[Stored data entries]
++++++
PR #927, opened 2025-07-15
fix(e2e): next/head elements in pages router are getting duplicated

sommeeeer:
In Next `15.4.x` elements added with `next/head` and possibly some more like `<meta name="viewport"....` gets duplicated in the rendered HTML. 

We skip this tests for now until [this](https://github.com/vercel/next.js/issues/81655) issue in Next is solved.


conico974 (approved):
Thanks @sommeeeer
++++++
Say how many lines in the records contain the string "next". No other text is needed.

3